*** Block opens ***

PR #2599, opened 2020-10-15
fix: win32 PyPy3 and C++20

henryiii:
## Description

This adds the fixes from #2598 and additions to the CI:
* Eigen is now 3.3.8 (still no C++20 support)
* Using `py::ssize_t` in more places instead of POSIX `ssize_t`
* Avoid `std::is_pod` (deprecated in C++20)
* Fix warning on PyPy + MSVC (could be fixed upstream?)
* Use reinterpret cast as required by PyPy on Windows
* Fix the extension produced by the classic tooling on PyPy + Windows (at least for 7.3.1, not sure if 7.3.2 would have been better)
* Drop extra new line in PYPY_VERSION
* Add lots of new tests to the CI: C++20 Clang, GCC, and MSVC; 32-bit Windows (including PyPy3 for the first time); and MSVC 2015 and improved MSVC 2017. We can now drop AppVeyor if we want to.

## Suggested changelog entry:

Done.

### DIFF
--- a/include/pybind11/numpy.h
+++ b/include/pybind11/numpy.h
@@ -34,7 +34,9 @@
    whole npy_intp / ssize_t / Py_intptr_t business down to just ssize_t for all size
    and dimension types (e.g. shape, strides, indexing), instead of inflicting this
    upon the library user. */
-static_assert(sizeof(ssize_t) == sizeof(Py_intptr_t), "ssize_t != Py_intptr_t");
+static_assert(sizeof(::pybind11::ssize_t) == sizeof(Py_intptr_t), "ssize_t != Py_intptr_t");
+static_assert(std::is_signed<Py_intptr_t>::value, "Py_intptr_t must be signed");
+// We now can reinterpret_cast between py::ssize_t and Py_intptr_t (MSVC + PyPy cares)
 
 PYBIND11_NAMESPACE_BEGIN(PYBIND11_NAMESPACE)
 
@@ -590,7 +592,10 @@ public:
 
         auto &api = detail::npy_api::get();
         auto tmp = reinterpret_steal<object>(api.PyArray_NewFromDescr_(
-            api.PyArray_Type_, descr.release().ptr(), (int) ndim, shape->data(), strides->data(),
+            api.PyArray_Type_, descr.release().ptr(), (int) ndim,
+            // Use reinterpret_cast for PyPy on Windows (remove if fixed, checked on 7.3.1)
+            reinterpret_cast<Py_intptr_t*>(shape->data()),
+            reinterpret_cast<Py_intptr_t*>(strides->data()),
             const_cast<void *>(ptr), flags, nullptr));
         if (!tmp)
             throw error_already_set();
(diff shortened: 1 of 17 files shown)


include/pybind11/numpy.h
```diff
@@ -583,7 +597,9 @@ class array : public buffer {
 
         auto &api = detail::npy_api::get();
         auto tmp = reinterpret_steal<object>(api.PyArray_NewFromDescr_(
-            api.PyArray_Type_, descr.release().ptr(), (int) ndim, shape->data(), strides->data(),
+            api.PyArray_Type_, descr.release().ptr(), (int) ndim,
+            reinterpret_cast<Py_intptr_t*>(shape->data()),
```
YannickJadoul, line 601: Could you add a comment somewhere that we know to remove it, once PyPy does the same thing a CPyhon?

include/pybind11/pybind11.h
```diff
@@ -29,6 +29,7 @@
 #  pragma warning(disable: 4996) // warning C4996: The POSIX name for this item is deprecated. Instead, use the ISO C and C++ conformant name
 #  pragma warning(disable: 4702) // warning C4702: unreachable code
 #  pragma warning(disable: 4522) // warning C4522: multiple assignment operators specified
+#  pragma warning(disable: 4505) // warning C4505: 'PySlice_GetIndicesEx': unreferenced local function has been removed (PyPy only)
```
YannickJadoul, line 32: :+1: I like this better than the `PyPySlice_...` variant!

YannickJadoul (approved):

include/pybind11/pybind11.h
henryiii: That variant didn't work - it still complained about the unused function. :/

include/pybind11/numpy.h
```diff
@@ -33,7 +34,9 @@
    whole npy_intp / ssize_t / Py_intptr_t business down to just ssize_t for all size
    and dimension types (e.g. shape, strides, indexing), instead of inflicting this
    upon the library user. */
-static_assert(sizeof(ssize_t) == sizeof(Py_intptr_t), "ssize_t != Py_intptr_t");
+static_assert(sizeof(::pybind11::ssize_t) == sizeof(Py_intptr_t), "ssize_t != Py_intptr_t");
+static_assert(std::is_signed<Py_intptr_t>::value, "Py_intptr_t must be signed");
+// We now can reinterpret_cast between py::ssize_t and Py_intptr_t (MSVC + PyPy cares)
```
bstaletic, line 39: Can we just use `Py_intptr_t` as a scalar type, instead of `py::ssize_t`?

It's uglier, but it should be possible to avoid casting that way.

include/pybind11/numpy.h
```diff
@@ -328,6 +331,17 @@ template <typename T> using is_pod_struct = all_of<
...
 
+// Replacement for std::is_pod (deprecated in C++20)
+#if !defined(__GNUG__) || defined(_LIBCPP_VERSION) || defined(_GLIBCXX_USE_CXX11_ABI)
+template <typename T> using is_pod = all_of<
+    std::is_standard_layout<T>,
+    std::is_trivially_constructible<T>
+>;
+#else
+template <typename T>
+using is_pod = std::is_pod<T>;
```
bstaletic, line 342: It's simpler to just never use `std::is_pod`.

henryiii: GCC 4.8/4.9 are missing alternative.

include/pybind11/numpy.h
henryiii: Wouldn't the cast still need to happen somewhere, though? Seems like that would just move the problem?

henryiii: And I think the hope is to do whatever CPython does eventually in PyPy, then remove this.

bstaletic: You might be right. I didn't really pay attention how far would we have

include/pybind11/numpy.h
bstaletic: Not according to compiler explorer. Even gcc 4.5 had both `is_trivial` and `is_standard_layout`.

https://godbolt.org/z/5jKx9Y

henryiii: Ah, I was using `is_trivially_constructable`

*** Block closes ***
*** Block opens ***

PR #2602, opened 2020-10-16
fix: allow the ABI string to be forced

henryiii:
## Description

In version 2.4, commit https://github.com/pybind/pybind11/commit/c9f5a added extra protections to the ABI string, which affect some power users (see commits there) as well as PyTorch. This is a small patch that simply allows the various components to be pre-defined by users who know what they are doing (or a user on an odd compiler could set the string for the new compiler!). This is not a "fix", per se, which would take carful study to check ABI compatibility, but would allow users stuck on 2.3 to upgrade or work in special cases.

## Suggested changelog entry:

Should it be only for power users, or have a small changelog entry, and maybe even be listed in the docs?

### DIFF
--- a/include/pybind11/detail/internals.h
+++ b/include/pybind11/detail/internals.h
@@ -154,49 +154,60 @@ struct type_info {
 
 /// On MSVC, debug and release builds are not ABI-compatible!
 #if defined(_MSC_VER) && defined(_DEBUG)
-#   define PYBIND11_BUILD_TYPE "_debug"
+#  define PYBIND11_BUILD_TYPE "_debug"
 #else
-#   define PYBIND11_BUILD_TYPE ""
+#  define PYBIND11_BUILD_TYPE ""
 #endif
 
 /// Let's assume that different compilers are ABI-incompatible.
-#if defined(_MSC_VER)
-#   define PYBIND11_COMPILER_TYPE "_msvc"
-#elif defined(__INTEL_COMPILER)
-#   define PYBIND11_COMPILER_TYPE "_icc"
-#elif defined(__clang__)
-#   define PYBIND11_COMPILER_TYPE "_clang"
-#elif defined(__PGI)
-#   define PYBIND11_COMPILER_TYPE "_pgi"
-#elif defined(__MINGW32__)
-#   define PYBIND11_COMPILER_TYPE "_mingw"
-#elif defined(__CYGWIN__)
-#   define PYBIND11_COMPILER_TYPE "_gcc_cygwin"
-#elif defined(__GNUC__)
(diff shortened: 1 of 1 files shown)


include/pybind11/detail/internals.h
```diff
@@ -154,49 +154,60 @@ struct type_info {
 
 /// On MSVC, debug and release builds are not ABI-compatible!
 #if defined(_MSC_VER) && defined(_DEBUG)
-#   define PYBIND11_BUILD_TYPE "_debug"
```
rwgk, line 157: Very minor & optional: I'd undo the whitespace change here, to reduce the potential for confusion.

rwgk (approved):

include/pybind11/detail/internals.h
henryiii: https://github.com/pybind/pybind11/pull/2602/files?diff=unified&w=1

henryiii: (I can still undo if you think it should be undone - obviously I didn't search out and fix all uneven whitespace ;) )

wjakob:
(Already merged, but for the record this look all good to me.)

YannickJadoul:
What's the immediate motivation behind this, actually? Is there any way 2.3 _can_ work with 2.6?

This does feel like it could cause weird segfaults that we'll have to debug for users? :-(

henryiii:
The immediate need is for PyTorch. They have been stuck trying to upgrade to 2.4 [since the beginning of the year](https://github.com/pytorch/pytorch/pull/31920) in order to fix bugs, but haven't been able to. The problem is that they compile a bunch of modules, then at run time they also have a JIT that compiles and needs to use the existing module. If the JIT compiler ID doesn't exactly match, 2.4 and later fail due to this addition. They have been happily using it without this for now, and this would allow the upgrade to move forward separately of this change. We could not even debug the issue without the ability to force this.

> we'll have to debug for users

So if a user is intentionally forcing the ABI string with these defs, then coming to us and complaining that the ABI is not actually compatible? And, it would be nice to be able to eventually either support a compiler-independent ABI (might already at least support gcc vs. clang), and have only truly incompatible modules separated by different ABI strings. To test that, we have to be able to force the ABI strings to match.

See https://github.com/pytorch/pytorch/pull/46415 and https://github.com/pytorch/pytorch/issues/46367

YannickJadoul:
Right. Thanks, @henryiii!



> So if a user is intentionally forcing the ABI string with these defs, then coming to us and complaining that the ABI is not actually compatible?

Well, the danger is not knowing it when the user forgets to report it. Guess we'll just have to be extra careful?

*** Block closes ***
*** Block opens ***

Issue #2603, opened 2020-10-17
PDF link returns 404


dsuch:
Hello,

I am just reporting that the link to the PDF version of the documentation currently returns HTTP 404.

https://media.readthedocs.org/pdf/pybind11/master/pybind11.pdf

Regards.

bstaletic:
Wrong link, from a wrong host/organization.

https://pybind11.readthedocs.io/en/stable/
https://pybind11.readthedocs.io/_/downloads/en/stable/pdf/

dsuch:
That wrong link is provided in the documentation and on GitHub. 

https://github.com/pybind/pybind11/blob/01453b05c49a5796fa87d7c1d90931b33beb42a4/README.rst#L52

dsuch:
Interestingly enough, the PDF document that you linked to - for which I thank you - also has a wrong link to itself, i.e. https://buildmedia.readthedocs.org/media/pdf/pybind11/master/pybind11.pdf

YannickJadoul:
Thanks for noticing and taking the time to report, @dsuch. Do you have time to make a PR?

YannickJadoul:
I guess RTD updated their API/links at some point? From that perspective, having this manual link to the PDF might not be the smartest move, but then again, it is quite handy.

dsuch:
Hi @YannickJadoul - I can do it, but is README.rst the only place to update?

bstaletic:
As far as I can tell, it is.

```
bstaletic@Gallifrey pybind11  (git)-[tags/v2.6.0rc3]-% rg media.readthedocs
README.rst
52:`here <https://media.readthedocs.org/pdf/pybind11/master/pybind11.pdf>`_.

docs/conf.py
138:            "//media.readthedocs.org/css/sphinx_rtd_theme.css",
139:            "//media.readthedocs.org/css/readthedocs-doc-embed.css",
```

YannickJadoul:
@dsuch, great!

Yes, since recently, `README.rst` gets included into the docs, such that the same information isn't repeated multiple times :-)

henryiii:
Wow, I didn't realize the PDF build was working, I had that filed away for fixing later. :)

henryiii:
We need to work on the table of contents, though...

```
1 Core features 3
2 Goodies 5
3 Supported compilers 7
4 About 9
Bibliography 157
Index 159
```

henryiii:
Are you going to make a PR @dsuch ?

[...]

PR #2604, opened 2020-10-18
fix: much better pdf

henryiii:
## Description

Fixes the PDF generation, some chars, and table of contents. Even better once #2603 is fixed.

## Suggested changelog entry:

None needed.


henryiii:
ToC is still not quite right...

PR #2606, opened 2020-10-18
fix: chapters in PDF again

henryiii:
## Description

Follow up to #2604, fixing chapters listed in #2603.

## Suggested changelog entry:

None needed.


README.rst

*** Block closes ***

* INSTRUCTIONS TO FOLLOW *
For the string "documentation", return every line of the data where it appears.

* ANSWER SPACE *
I am just reporting that the link to the PDF version of the documentation currently returns HTTP 404.
That wrong link is provided in the documentation and on GitHub. 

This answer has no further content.